To be complete but not applicable in your case as you already bought the CSSes is the possibility to use a CSM having a setup either in bridged mode or with client nat. In case of client nat just insert a HTTP-Value like the X-FORWARDED-FOR one (proxies do this to keep the original IP-Address somewhere) in the HTTP-Reuqest and let the server have a look at this to gather the original IP-Address.

Regards,

Joerg Foerster

theletterz · ‎07-05-2005

Thank you for clearing things up, Joerg, just one last question:

Does this mean that I don't need to advertise these networks at all (as in set up routing on firewalls/routers) since the servers are behind the CSS, and the CSS is the only one who's supposed to know of this net?

--

Regards,

Stig Bull

Gilles Dufour · ‎07-05-2005

Stig,

if you replace a ldir with a CSS, all you have to do is create a single vlan, using a single ip range and have all your interfaces in the same circuit-vlan.

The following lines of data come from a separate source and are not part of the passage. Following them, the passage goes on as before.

PR #104, opened 2021-09-16
[PHP 7.4] Apply Typed Property

samsonasik:
Since we require php 7.4, this PR is to apply typed property.

### DIFF
--- a/src/ServiceManager.php
+++ b/src/ServiceManager.php
@@ -54,7 +54,7 @@ use const E_USER_DEPRECATED;
 class ServiceManager implements ServiceLocatorInterface
 {
     /** @var Factory\AbstractFactoryInterface[] */
-    protected $abstractFactories = [];
+    protected array $abstractFactories = [];
 
     /**
      * A list of aliases
@@ -67,16 +67,13 @@ class ServiceManager implements ServiceLocatorInterface
 
     /**
      * Whether or not changes may be made to this instance.
-     *
-     * @var bool
      */
-    protected $allowOverride = false;
+    protected bool $allowOverride = false;
 
-    /** @var ContainerInterface */
-    protected $creationContext;
+    protected ContainerInterface $creationContext;
 
     /** @var string[][]|Factory\DelegatorFactoryInterface[][] */
-    protected $delegators = [];
+    protected array $delegators = [];
 
     /**
      * A list of factories (either as string name or callable)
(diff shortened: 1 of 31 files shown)


src/ServiceManager.php
```diff
@@ -67,16 +68,13 @@ class ServiceManager implements ServiceLocatorInterface
 
     /**
      * Whether or not changes may be made to this instance.
-     *
-     * @var bool
      */
-    protected $allowOverride = false;
+    protected bool $allowOverride = false;
```
samsonasik, line 72: @boesing it seems make error in `pslam --stepherd`

```
Error: Type false for $this->allowOverride is always falsy (see https://psalm.dev/122)
```

Do you have idea to handle it?

boesing: Not really. 

Maybe the reason why this is an error is, that there is no way of changing `allowOverride` via codepath as it only is overridden in plugin managers.
So psalm thinks "this will never change to an other value than `false`.

But thats a weird assumption as it is `protected`. Maybe thats a bug?

samsonasik: probably, as add typed parameter and return type in `setAllowOverride()` and `getAllowOverride()` seems stil got the error:

Screen Shot 2021-09-16 at 21 33 00

samsonasik: any way we can ignore the error?

boesing: Ah, the issue is that `allowOverride` is already verified in the method earlier:

```
if ($this->allowOverride || ! $this->configured) {
    return;
}
```

So thats why you can just remove these checks at all (but keep the initial check).

boesing:
Adding property types is a BC break and should target v4

https://3v4l.org/spl4P

src/ServiceManager.php
samsonasik: Fixed 🎉 https://github.com/laminas/laminas-servicemanager/pull/104/commits/6d2438235fcec2792e069bc9eb236647cebca5ad thank you

samsonasik:
Do you mean it needs to target `dev-4.0` branch? It is is the initial part for property only, next is make param and return typed.

samsonasik:
All green 🎉

boesing:
Yes, it has to target v4. 
Tests are green but would break upstream implementations such as `laminas-filter`, `laminas-form`, `laminas-cache` and all others.

As v4 needs plenty of work, there wont be a v4 any time soon. That was already discussed in many other issues.

https://github.com/laminas/laminas-servicemanager/issues/18#issuecomment-879182790

samsonasik:
`dev-4.0` seems needs rebase first as latest update of `dev-4.0` is `Jan 8, 2020`

Ocramius:
Don't know if the `dev-4.0` branch is in use at all 🤔

Ocramius:
Another suggestion: let's apply typed properties to `private` state (only), and perhaps get this into `3.x`?

samsonasik:
I will apply typed property for private property only in separate PR

samsonasik:
I am closing it, as typed property for private property only already applied in https://github.com/laminas/laminas-servicemanager/pull/106

Ocramius:
@samsonasik please update milestones/labels/etc when closing stuff :)

samsonasik:
@Ocramius I forgot about it, thank you ;)

PR #112, opened 2022-01-23
Add compatibility with renovatebot

internalsystemerror:
|    Q          |   A
|-------------- | ------
| Documentation | no
| Bugfix        | no
| BC Break      | no
| New Feature   | no
| RFC           | no
| QA            | yes

### Description

These changes will allow renovate to work as intended using the new shared configuration from https://github.com/laminas/.github/pull/19.

### DIFF
--- a/.github/workflows/continuous-integration.yml
+++ b/.github/workflows/continuous-integration.yml
@@ -4,9 +4,6 @@ on:
   pull_request:
   push:
     branches:
-      - '[0-9]+.[0-9]+.x'
-      - 'refs/pull/*'
-      - 'renovate/*'
 
 jobs:
   matrix:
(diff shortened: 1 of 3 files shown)


.github/workflows/continuous-integration.yml
```diff
@@ -6,6 +6,7 @@ on:
     branches:
       - '[0-9]+.[0-9]+.x'
       - 'refs/pull/*'
+      - 'renovate/*'
```
internalsystemerror: @Ocramius You mentioned removing the filter instead. Would I just make this an empty array to do that?

Ocramius: Just removing these 3 lines suffices

internalsystemerror: done.

Ocramius (approved):
💪 thanks @internalsystemerror!

PR #125, opened 2022-04-07
Conflict with `ext-psr`

### LINKED ISSUE #124: Version 3.11 conflicts with ext-psr
When [psr](https://pecl.php.net/package/psr) extension is loaded

`Fatal error: Uncaught ValueError: class_alias(): Argument #1 ($class) must be a user-defined class name, internal class name given in ......src/autoload.php:13
`

so `class_alias` cannot be used there

boesing:
|    Q          |   A
|-------------- | ------
| Documentation | no
| Bugfix        | kinda
| BC Break      | no
| New Feature   | no
| RFC           | no
| QA            | probably

### Description

There is a PHP extension around which provides all (most?) PSR interfaces without the need of installing them via composer. Since we do not support this extension and since that extension does not make sense anyways (more details later), we explicitly adding a `conflict` to the `composer.json` so that there are no surprises for projects which do have the `psr` extension installed.

closes #124

Now to the problem with the extension:

There are multiple PSR standards around. Many of them do have multiple major versions around. The extension has to follow semver to avoid breaks in upstream projects. So as of now (v1.2.0), it only provides the interfaces for the v1 versions of the PSR standards.
There is no way to provide multiple major versions of the same PSR interface from within one version of the extension.
Therefore, at some point, an upstream project is either stuck with the v1 versions of the PSR standards or the extension needs to create a hilarious amount of major versions to reflect all possible combinations of all major versions (cartesian product).

Lets just take the PSR-11 + PSR-6 example, we already would have 6 major versions around because PSR-11 has 2 major versions and PSR-6 has 3 major versions:

- psr/cache 1.x + psr/container 1.x
- psr/cache 1.x + psr/container 2.x
- psr/cache 2.x + psr/container 1.x
- psr/cache 2.x + psr/container 2.x
- psr/cache 3.x + psr/container 1.x
- psr/cache 3.x + psr/container 2.x

And these are only 2 packages. I lost track on the current progress, but there will be more major versions in the future and thus the amount of major versions for the extension will grow (and with that, the confusion for upstream projects, maintainers, etc.).

We highly recommend to use composer to install the PSR standards per package in the version the upstream project can work with.
**Do not use the `psr` extension**

### DIFF
--- a/composer.json
+++ b/composer.json
@@ -53,6 +53,7 @@
         "psr/container-implementation": "^1.0"
     },
     "conflict": {
+        "ext-psr": "*",
         "laminas/laminas-code": "<3.3.1",
         "zendframework/zend-code": "<3.3.1",
         "zendframework/zend-servicemanager": "*"
--- a/composer.lock
+++ b/composer.lock
@@ -4,7 +4,7 @@
         "Read more about it at https://getcomposer.org/doc/01-basic-usage.md#installing-dependencies",
         "This file is @generated automatically"
     ],
-    "content-hash": "e238a4c88ecd1972f68bc95830a9f920",
+    "content-hash": "aa071135de48212d7c9eba1a27bcbe1c",
     "packages": [
         {
             "name": "laminas/laminas-stdlib",
@@ -5431,5 +5431,5 @@
     "platform-overrides": {
         "php": "7.4.99"
     },
-    "plugin-api-version": "2.2.0"
+    "plugin-api-version": "2.3.0"
 }


Ocramius:
Note to readers: `ext-psr` makes sense when PSR classes are needed in extension code, but as it currently stands, that package is a hot mess, and we can't support it until we just declare `psr/container` as a dependency here (and it will take a while).

composer.json
```diff
@@ -53,6 +53,7 @@
         "psr/container-implementation": "^1.0"
     },
     "conflict": {
+        "ext-psr": "*",
```
Ocramius, line 56: `composer.lock` needs updating, no?

Ocramius (changes requested):

composer.json
boesing: good catch. conflcit is not added to the `composer.lock`, only the `composer-plugin-version`.
Not sure if its worth to change the lock-file just to bump the plugin API to 2.3.0 tho.
WDYT?

boesing: Updated.

Ocramius (approved):
Thanks @boesing!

If your CSS inside and outside interfaces are connected to the same switch, you keep them in the same circuit vlan on the CSS and on the switch you create 2 vlans.

The CSS will act as a brige between the 2.

You can then connect the router to 1 vlan and your servers to the other vlan.

The servers uses the router as the default gateway.

They should should learn the mac address of the router through the CSS.

Replacing a LDIR with a CSS should be a simple operation.

Let me know if you have more questions.

Regards,

Gilles.

theletterz · ‎08-26-2005

Thanks Gilles (took some time to get back to this issue because of vacation and other rushed assignments at work).

I do have a question, say VLAN1 which is the CSS WAN interface has address 192.168.10.5/24.

VLAN2 which is the CSS LAN is 192.168.1.4/24.

Can I do the following:

Create 2 VLANS, one for the public LAN which the CSS WAN interface is on and a CSS VLAN where I put the servers

Put the servers which has two NIC's configured on the CSS VLAN, even if one NIC is on the 192.168.10.0 network

Put other servers which has two NIC's configured, but whereas the secondary NIC is on the 192.168.1.0 segment, the primary is on a 192.168.20.0 segment

AND have the CSS act as a bridge?

As long as 192.168.20.2 is on the CSS VLAN and its gateway is 192.168.20.1, the traffic should still flow through the CSS with no problems?

Can I do this "out of the box" or will I have to reconfigure the CSS in any way?